Create Custom OpenShift SCC Policy

Finally, to get all of these working with OpenShift, we had to create a custom SCC policy and use the same with our operator.

allowHostDirVolumePlugin: true
allowHostIPC: false
allowHostNetwork: false
allowHostPID: false
allowHostPorts: false
allowPrivilegeEscalation: false
allowPrivilegedContainer: false
allowedCapabilities:
- DAC_READ_OVERRIDE
apiVersion: security.openshift.io/v1
defaultAddCapabilities: null
fsGroup:
  type: RunAsAny
groups: []
kind: SecurityContextConstraints
metadata:
  name: sandboxed-containers-operator-scc
priority: null
readOnlyRootFilesystem: false
requiredDropCapabilities:
- MKNOD
- FSETID
- KILL
- FOWNER
runAsUser:
  type: MustRunAsNonRoot
seLinuxContext:
  seLinuxOptions:
    type: osc_monitor.process
  type: MustRunAs
supplementalGroups:
  type: RunAsAny
users:
- system:serviceaccount:openshift-sandboxed-containers-operator:monitor
volumes:
- '*'

Note that setting allowHostIPC to false takes care of disabling CAP_IPC_*. Likewise setting allowHostNetwork to false takes care of disabling CAP_NET_* and so on.
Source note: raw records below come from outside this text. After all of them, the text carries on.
PR #11501, opened 2022-01-04
Add mesh viz

kialam:
##### ISSUE TYPE

 - Feature Pull Request

##### COMPONENT NAME

 - UI

Screen Shot 2021-12-10 at 11 22 26 AM
Screen Shot 2021-12-17 at 9 15 07 AM


awx/ui/src/screens/TopologyView/MeshGraph.js
```diff
@@ -0,0 +1,434 @@
...
+      .force('center', d3.forceCenter(width / 2, height / 2));
+
+    const link = svg
+      .append('g')
+      .attr('class', `links`)
+      .selectAll('path')
+      .data(graph.links)
+      .enter()
+      .append('path')
+      .attr('class', (d, i) => `link-${i}`)
```
tiagodread: We'll need something more explicit here in order to be able to verify the link between nodes in UI tests, something like `${hostSource}-${hostTarget}` or `${hostSourceId}-${hostTargetId}`

awx/ui/src/screens/TopologyView/MeshGraph.js
```diff
@@ -0,0 +1,434 @@
...
+      .style('fill', 'none')
+      .style('stroke', '#ccc')
+      .style('stroke-width', '2px')
+      .attr('pointer-events', 'none')
+      .on('mouseover', function (event, d) {
```
tiagodread: Is it possible to set an id to the tooltip on `mouseover` event so that we can assert the value inside?

AlanCoding:
It looks like we need this API change to be patched into this for the hop nodes to work correctly

https://github.com/ansible/awx/pull/11714

I have steps to test adding and killing off hop nodes if you need. The criteria I meant to hand off to the UI was that any instance with non-blank `errors` field should be shown as non-functioning / dead / grey.

Let me know what you want to do with that, if you want to cherry pick it into here I can just close it there.

kialam:
@AlanCoding thanks for that. The UI keys off the `node_state` value returned from the `/mesh_visualizer` endpoint for node "health" attribute so as long as that logic accounts for the changes above (e.g. non-empty error field) then all should be well. cc @AlexSCorey

AlanCoding:
Yes, that has the correct criteria:

https://github.com/ansible/awx/blob/750e1bd80a822127ac3f403c755834ade4787560/awx/api/serializers.py#L4793

kialam:
@AlexSCorey @jbradberry Can we change the node state from 'unhealthy' to 'error'? The reason I ask is that the UI uses the [StatusLabel](https://github.com/ansible/awx/blob/c1b2428b5da9c881f0189949ef34a9da3f0658d2/awx/ui_next/src/components/StatusLabel/StatusLabel.js#L92) component to render node state. There is no 'unhealthy' label and we should be using 'error' instead.

kialam:
Unit tests will be in a separate PR. I will link to it once it's up.

awx/ui/src/screens/TopologyView/MeshGraph.js
```diff
@@ -0,0 +1,292 @@
...
+    const link = mesh
+      .append('g')
+      .attr('class', `links`)
+      .attr('data-cy', 'links')
+      .selectAll('line')
+      .data(graph.links)
+      .enter()
+      .append('line')
+      .attr('class', (_, i) => `link-${i}`)
+      .attr('data-cy', (d) => `${d.source}-${d.target}`)
```
tiagodread: image
```suggestion
      .attr('data-cy', (d) => `${d.source.hostname}-${d.target.hostname}`)
```

awx/ui/src/screens/TopologyView/ContentLoading.js
```diff
@@ -0,0 +1,42 @@
...
+        style={{ fontWeight: 'bold', color: 'black' }}
+      >
+        {t`Please wait until the topology view is populated...`}
+      </Text>
+    </TextContent>
+    <EmptyStateIcon variant="container" component={Spinner} />
+  </EmptyState>
+);
+
+export { ContentLoading as _ContentLoading };
```
nixocio:
```suggestion

```
This export is an old standard used to export components to test. We have not removed from other places, but new components do not require this one.

awx/ui/src/screens/TopologyView/utils/helpers.js
```diff
@@ -0,0 +1,89 @@
...
+export function renderNodeIcon(selectedNode) {
+  if (selectedNode) {
+    const { node_type: nodeType } = selectedNode;
+    return NODE_TYPE_SYMBOL_KEY[nodeType];
+  }
+
+  return false;
+}
+
+export async function redirectToDetailsPage(selectedNode, history) {
```
nixocio:
```suggestion
export function redirectToDetailsPage(selectedNode, history) {
```

awx/ui/src/screens/TopologyView/MeshGraph.js
```diff
@@ -0,0 +1,274 @@
...
+import ContentLoading from './ContentLoading';
+import {
+  renderStateColor,
+  renderLabelText,
+  renderNodeType,
+  renderNodeIcon,
+  redirectToDetailsPage,
+  getHeight,
+  getWidth,
+  // generateRandomNodes,
```
nixocio:
```suggestion
```

awx/ui/src/screens/TopologyView/MeshGraph.js
```diff
@@ -0,0 +1,274 @@
...
+  // getRandomInt,
```
nixocio:
```suggestion

```

awx/ui/src/screens/TopologyView/MeshGraph.js
```diff
@@ -0,0 +1,274 @@
...
+} from './constants';
+
+const Loader = styled(ContentLoading)`
+  height: 100%;
+  position: absolute;
+  width: 100%;
+  background: white;
+`;
+function MeshGraph({ data, showLegend, zoom }) {
+  // function MeshGraph({ showLegend, zoom }) {
```
nixocio:
```suggestion

```

awx/ui/src/screens/TopologyView/MeshGraph.js
```diff
@@ -0,0 +1,274 @@
...
+  const [isNodeSelected, setIsNodeSelected] = useState(false);
+  const [selectedNode, setSelectedNode] = useState(null);
+  const [nodeDetail, setNodeDetail] = useState(null);
+  const history = useHistory();
+
+  // const data = generateRandomNodes(getRandomInt(4, 50));
```
nixocio:
```suggestion
```

awx/ui/src/screens/TopologyView/MeshGraph.js
```diff
@@ -0,0 +1,274 @@
...
+      .attr('r', DEFAULT_RADIUS)
+      .attr('class', (d) => d.node_type)
+      .attr('class', (d) => `id-${d.id}`)
+      .attr('fill', DEFAULT_NODE_COLOR)
+      .attr('stroke', DEFAULT_NODE_LABEL_TEXT_COLOR);
+
+    // node type labels
+    node
+      .append('text')
+      .text((d) => renderNodeType(d.node_type))
```
nixocio: Would possible to place the text at center of the node?

image

awx/ui/src/screens/TopologyView/MeshGraph.js
```diff
@@ -0,0 +1,274 @@
+import React, { useEffect, useState } from 'react';
+import { useHistory } from 'react-router-dom';
+import styled from 'styled-components';
+import debounce from 'util/debounce';
+// import { t } from '@lingui/macro';
```
nixocio:
```suggestion

```

nixocio (commented):
Hey @kialam, excellent job. I left a couple of minor suggestions. 

I'm still looking through.

awx/ui/src/screens/TopologyView/MeshGraph.js
tiagodread: This is happening on Firefox browser

tiagodread:
Large inventories can take a while to be rendered, might be interesting to let the user know about it changing the text in the loading state from `Please wait until the topology view is populated...`  by `Please wait until the topology view is populated (it can take more time for large inventories)...` 

Since the toolbar buttons (zoom/fit etc) can move the graph and recauculate everything, I'd sugest disabling those buttons while the graph is been loaded

awx/ui/src/screens/TopologyView/MeshGraph.js
kialam: This should now be resolved with the latest [commit](https://github.com/ansible/awx/pull/11501/commits/fee47fe347124e0201c88bddd9c0a752e577635c).

kialam:
@nixocio thank you for your review. I've pushed up the latest changes to address your feedback. 👍

tiagodread:
@kialam on a production build running `make ui-devel` the loading just hangs on `0%` with some console errors:

image

The Mesh viz is never rendered.

kialam:
> @kialam on a production build running `make ui-devel` the loading just hangs on `0%` with some console errors:
> 
> image
> 
> The Mesh viz is never rendered.

@tiagodread thanks for finding this. The latest changes should fix the issue.

awx/ui/src/util/simulationWorker.js
```diff
@@ -0,0 +1,34 @@
...
+    )
+    .force('collide', d3.forceCollide(62))
+    .force('forceX', d3.forceX(0))
+    .force('forceY', d3.forceY(0))
+    .stop();
+
+  for (
+    let i = 0,
+      n = Math.ceil(
+        Math.log(simulation.alphaMin()) / Math.log(1 - simulation.alphaDecay())
```
nixocio, line 24: 🥇

nixocio (approved):
@kialam, excellent job!

Even though this a complex feature, you broke down in small pieces that make it more digestible. 🙇 .

Also, do we have plans to squash those commits?

I read a bit more about web workers, I wonder if we will need to update CSP as well later. 

See: https://developer.mozilla.org/en-US/docs/Web/HTTP/Headers/Content-Security-Policy/worker-src

kialam:
@nixocio great point about the CSP. I will open up a separate PR to add d3 as an allowable web worker source.

Issue #1236, opened 2018-02-13
Log response message along with API failure codes


wenottingham:
##### ISSUE TYPE
 - Feature Idea

##### COMPONENT NAME
 - API

##### SUMMARY

A typical error log from AWX is:

```
2018-02-12 21:41:29,559 WARNING  awx.api.generics status 400 received by user SuperCoolUser attempting to access /api/v2/job_templates/42/extra_credentials/ from 127.0.0.12
```

It would help debugging API failures (especially provisioning callbacks) if the JSON error returned to the user in this case was also included in the log.

##### ENVIRONMENT
* AWX version: current

AlanCoding:
Log message in question:

https://github.com/ansible/awx/blob/fd99b366c29bf3ebcae713711053eadce160ecc4/awx/api/generics.py#L211

I imagine that this can obviously be accomplished by adding `response.data` in that. That might give long log messages...

CFSNM:
This issue has been validated manually on QE side. Once the PR https://github.com/ansible/awx/pull/11527 is merged, this issue can be closed

PR #11527, opened 2022-01-12
Api 4XX error msg customization 1236

john-westcott-iv:
##### SUMMARY

Give ability to customize the the 4XX error messages that come out of the API in the tower.log file. 

##### ISSUE TYPE

 - Feature Pull Request

##### COMPONENT NAME

 - API
 - UI

##### AWX VERSION

```
1.0.7.dev13817+gf73bb0e6a7.d20220112
```

##### ADDITIONAL INFORMATION

Addresses #1236.

```

```


awx/api/generics.py
```diff
@@ -208,19 +209,37 @@ def finalize_response(self, request, response, *args, **kwargs):
...
+                    logger.error("Unable to format API_400_ERROR_LOG_FORMAT setting, defaulting log message")
+                status_msg = (
+                    settings_registry.get_setting_field('API_400_ERROR_LOG_FORMAT')
+                    .get_default()
+                    .format(
+                        status_code=response.status_code,
+                        user_name=request.user,
+                        url_path=request.path,
+                        remote_addr=request.META.get('REMOTE_ADDR', None),
+                        error=response.data.get('error', None),
```
AlanCoding: So you don't repeat yourself, I'd prefer to dump these parameters into a dict before-hand. The `error` value is different in the 2 cases.

AlanCoding:
Surfacing the setting in the UI seems a _little_ bit like overkill to me (I defer to @ffirg for that decision), but even if we backed that out, I would keep this as a file-based setting (and the rest of the implementation here). I certainly foresee _some_ future case where a user needs to reduce the line length of this log.

awx/api/tests/functional/test_api_generics.py
```diff
@@ -0,0 +1,26 @@
+import pytest
+
+# We have to tell flake 8 to ignore these since they are fixtures we need to import
+from awx.conf.tests.functional.conftest import api_request, admin  # noqa: F401; pylint: disable=unused-variable
```
AlanCoding: The linter isn't happy about the unused `api_request`, and maybe I kind of agree. Why do you think they should be imported? Pytest handles fixtures for you, something in the fixture list doesn't need an import.

john-westcott-iv: I could be off base here but I thought the conftest was only picked up if its in the same directory as the test. To avoid code duplication I am pulling in fixtures from awx/conf/tests whereas this test is in awx/api/tests. So without the import `py.test awx/api/tests/functional/test_api_generics.py` yields:
```
_______________________________________________________________ ERROR at setup of test_custom_400_error_log ________________________________________________________________
file /awx_devel/awx/api/tests/functional/test_api_generics.py, line 22
  @pytest.mark.django_db
  def test_custom_400_error_log(caplog, api_request, settings):
E       fixture 'api_request' not found
>       available fixtures: _dj_autoclear_mailbox, _django_clear_site_cache, _django_db_helper, _django_db_marker, _django_set_urlconf, _django_setup_unittest, _fail_for_invalid_template_variable, _live_server_helper, _template_string_if_invalid_marker, admin_client, admin_user, async_client, async_rf, cache, capfd, capfdbinary, caplog, capsys, capsysbinary, client, cov, db, django_assert_max_num_queries, django_assert_num_queries, django_capture_on_commit_callbacks, django_db_blocker, django_db_createdb, django_db_keepdb, django_db_modify_db_settings, django_db_modify_db_settings_parallel_suffix, django_db_modify_db_settings_tox_suffix, django_db_modify_db_settings_xdist_suffix, django_db_reset_sequences, django_db_serialized_rollback, django_db_setup, django_db_use_migrations, django_mail_dnsname, django_mail_patch_dns, django_test_environment, django_user_model, django_username_field, doctest_namespace, live_server, mailoutbox, mock, mocker, monkeypatch, no_cover, pytestconfig, record_property, record_testsuite_property, record_xml_attribute, recwarn, rf, settings, testrun_uid, tmp_path, tmp_path_factory, tmpdir, tmpdir_factory, transactional_db, worker_id
>       use 'pytest --fixtures [testpath]' for help on them.
```

awx/api/tests/functional/test_api_generics.py
```diff
@@ -0,0 +1,26 @@
...
+
+
+@pytest.mark.django_db
+def test_change_400_error_log(caplog, api_request, settings):
+    settings.API_400_ERROR_LOG_FORMAT = 'Test'
```
AlanCoding: I think it's best to use `overwrite_settings` like this

https://github.com/ansible/awx/blob/eec4f8dcc27428cd1aeb1c251d43052a3ea780e8/awx/main/tests/functional/commands/test_secret_key_regeneration.py#L34

awx/api/tests/functional/test_api_generics.py
john-westcott-iv: Resolved by moving tests.

john-westcott-iv:
> Surfacing the setting in the UI seems a _little_ bit like overkill to me (I defer to @ffirg for that decision), but even if we backed that out, I would keep this as a file-based setting (and the rest of the implementation here). I certainly foresee _some_ future case where a user needs to reduce the line length of this log.

My main thought behind this was that an admin could add the `{error}` temporarily for troubleshooting by saving the settings page vs having to change the file-based settings and restarting the service. The other option I thought about would be to key off `LOG_AGGREGATOR_LEVEL` and providing a fixed format message but I already feel like that is misused for LDAP/SAML debugging and it wouldn't allow for the user to reduce the length of the msg.

@ffirg any thoughts on this?

awx/main/tests/functional/test_api_generics.py
```diff
@@ -0,0 +1,26 @@
...
+
+from django.test.utils import override_settings
+from awx.api.versioning import reverse
+
+
+@pytest.mark.django_db
+def test_change_400_error_log(caplog, post, admin_user):
+    with override_settings(API_400_ERROR_LOG_FORMAT='Test'):
+        post(url=reverse('api:setting_logging_test'), data={}, user=admin_user, expect=409)
+        assert 'Test' in caplog.text
```
AlanCoding, line 11: Very nice use of `caplog` btw!

AlanCoding (approved):

ffirg:
I'd prefer the file based approach over the UI setting, as it's likely that a user would turn this on for debugging and likely leave it on 'by mistake'. Can't we just make this the default for a file based solution as well?

ffirg (approved):

nixocio:
@john-westcott-iv I updated the UI failing test, and triggered the UI e2e tests.

john-westcott-iv:
Acceptance Criteria:
- [X] Users should be able to change the format of the API 4XX error messages.
- [X] Users should be able to display the error returned from the API if desired.
- [X] After changes the logs should reflect the new format.

PR #11528, opened 2022-01-12
Splitting 'tasks.py' file  into a module

amolgautam25:
##### ISSUE TYPE

 - Feature Pull Request

##### COMPONENT NAME

 - API

##### AWX VERSION

```
awx: 16.0.1.dev3147+gd31c74fe50
```

##### ADDITIONAL INFORMATION

```
--- Changed tasks.py to a directory module containing 3 files
--- Changed the reference to awx.main.tasks to proper awx.main.tasks.<sub-module> 
--- Changed the corresponding unit tests on awx repo
```


shanemcd:
It looks like the CI checks for awx-operator are failing. If you search the logs for `Re-emit failure`, you'll see that either the demo job template or project update failed. Unfortunately the actual error is hidden. When I added that CI check, I intended for the errors to be printed out under the task `Get all job and project details`... but that isn't happening.

Maybe try changing this line: https://github.com/ansible/awx/blob/devel/.github/workflows/ci.yml#L210

to this:

```
KUSTOMIZE_PATH=$(readlink -f bin/kustomize) molecule -v test -s kind
```

awx/main/tasks/__init__.py
```diff
@@ -0,0 +1,11 @@
...
+
+# -*- coding: utf-8 -*-
+
+# Copyright (c) 2015 Ansible, Inc.
+# All Rights Reserved.
+
+# Python
+import logging
+
+logger = logging.getLogger('awx.main.tasks')
```
AlanCoding: It doesn't make sense to get the logger in this file because it's not being used. Should be a safe delete.

awx/main/tasks/receptor.py
```diff
@@ -0,0 +1,318 @@
...
+from awx.main.utils.common import (
+    deepmerge,
+    parse_yaml_or_json,
+    cleanup_new_process,
+)
+
+
+# AWX
+from awx.main.utils.receptor import get_receptor_ctl, get_conn_type, get_tls_client
+from awx.main.tasks import logger
```
AlanCoding: In these cases, I would advocate defining the logger in _this_ file, and using the "awx.main.tasks.receptor" logger. I welcome any other opinions.

awx/main/tasks/receptor.py
```diff
@@ -0,0 +1,318 @@
...
+import ansible_runner.cleanup
+from awx.main.utils.common import (
+    deepmerge,
+    parse_yaml_or_json,
+    cleanup_new_process,
+)
+
+
+# AWX
+from awx.main.utils.receptor import get_receptor_ctl, get_conn_type, get_tls_client
```
AlanCoding: It's likely possible to move code from `awx.main.utils.receptor` into this file, and that would make the most sense to me.

tools/ansible/roles/dockerfile/files/settings.py
```diff
@@ -55,6 +55,9 @@ def get_secret():
 LOGGING['loggers']['awx']['handlers'] = ['console', 'external_logger']
 LOGGING['loggers']['awx.main.commands.run_callback_receiver']['handlers'] = ['console']
 LOGGING['loggers']['awx.main.tasks']['handlers'] = ['console', 'external_logger']
+
+# not sure how to change this
```
AlanCoding: I don't envision any changes to the `LOGGING` definition, because `awx.main.tasks` will still be the parent logger of the new python modules. Let me know if anything is unclear.

awx/main/tasks/__init__.py
```diff
@@ -0,0 +1,6 @@
+# __init__.py
+
+# -*- coding: utf-8 -*-
+
+# Copyright (c) 2015 Ansible, Inc.
```
AlanCoding: We don't really need these headers. An empty file would be fine with me.

awx/main/tasks/jobs.py
```diff
@@ -1,77 +1,52 @@
-# -*- coding: utf-8 -*-
-
-# Copyright (c) 2015 Ansible, Inc.
-# All Rights Reserved.
+# jobs.py
```
AlanCoding: I think line is still to-be-deleted?

awx/main/tasks/jobs.py
```diff
@@ -1,77 +1,52 @@
...
+# Runner
+import ansible_runner
 
 # GitPython
 import git
 from gitdb.exc import BadName as BadGitName
 
-# Runner
-import ansible_runner
-import ansible_runner.cleanup
```
AlanCoding, line 55: It's good to see groups of imports like this go away, to me, it helps justify that this makes sense.

awx/main/tasks/receptor.py
```diff
@@ -0,0 +1,536 @@
+# receptor.py
```
AlanCoding: again, I assume this line gets deleted

awx/main/tasks/system.py
```diff
@@ -0,0 +1,915 @@
...
+from django.utils.translation import gettext_noop
+from django.core.cache import cache
+from django.core.exceptions import ObjectDoesNotExist
+
+# Django-CRUM
+from crum import impersonate
+
+
+# Runner
+import ansible_runner
```
AlanCoding: I don't see any use of `ansible_runner` in this file which is not `ansible_runner.cleanup`. Looks like a special case the linter might not catch.

awx/main/tasks/receptor.py
```diff
@@ -0,0 +1,536 @@
...
+import threading
+import time
+import yaml
+
+# Django
+from django.conf import settings
+
+# Runner
+import ansible_runner
+import ansible_runner.cleanup
```
AlanCoding: I think this import of `ansible_runner.cleanup` can be deleted.

awx/main/tasks/system.py
```diff
@@ -0,0 +1,915 @@
...
+from awx.main import analytics
+from awx.conf import settings_registry
+from awx.main.analytics.subsystem_metrics import Metrics
+
+from rest_framework.exceptions import PermissionDenied
+
+logger = logging.getLogger('awx.main.tasks.system')
+
+__all__ = [
+    'RunJob',
```
AlanCoding: wait a minute, `RunJob` isn't in this file here. Maybe this is just justification that the utility of the `__all__` doesn't really apply here, and I'd be fine to delete the whole thing.

awx/main/tasks/system.py
```diff
@@ -0,0 +1,915 @@
...
+    'handle_work_error',
+    'handle_work_success',
+    'apply_cluster_membership_policies',
+    'update_inventory_computed_fields',
+    'update_host_smart_inventory_memberships',
+    'send_notifications',
+    'purge_old_stdout_files',
+]
+
+HIDDEN_PASSWORD = '**********'
```
AlanCoding: This variable `HIDDEN_PASSWORD` isn't used anywhere in this file. Obviously we should not keep it.

But maybe this hints that we need stricter linter rules to guide a transition like this. We are using `black` as a replacement of these rules, but clearly some things are being missed. I would like to see some experimenting with resetting linter rules, and you could just use that to discover more rules we should put back in.

I mean, we whitelist rules right now:

https://github.com/ansible/awx/blob/d33a0d5ddeefc534e5c70f2bc95746479002cd17/tox.ini#L16

If you delete these, and re-run the linter, that should tell you more things. If anything it tells you is genuinely good feedback, then we should consider adding those rules to the allow list.

AlanCoding:
I looked further into the flake8 status of things, running with my preference of rules, I got this:

```
$ flake8 awx/main/tasks/
awx/main/tasks/jobs.py:65:1: F811 redefinition of unused 'safe_dump' from line 42
awx/main/tasks/jobs.py:78:1: F811 redefinition of unused 'logger' from line 2
```

Before you merge, I would like to address these two items. Separately, I will look into adding the rule. I realize that it's not appropriate to add the rule here, because it may introduce failures from other files.

AlanCoding:
I put up https://github.com/ansible/awx/pull/11544 about that.

AlanCoding (approved):
I feel great about the direction this is going in, thanks for taking care of it!

jbradberry:
A huge number of line changes in this PR are unnecessary, and could have been dealt with by doing imports from the new submodules into `main/tasks/__init__.py`.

The custom SCC and the kata-monitor binary with the required capabilities set ensured we used the least privileges principle for our operator.

Summary

Hope the information presented here will help you to make informed decisions about tradeoffs between different options for hardening operators.

Remember it’s a journey and there are numerous tools to help you out. Would love to hear your experiences with hardening Kubernetes operators.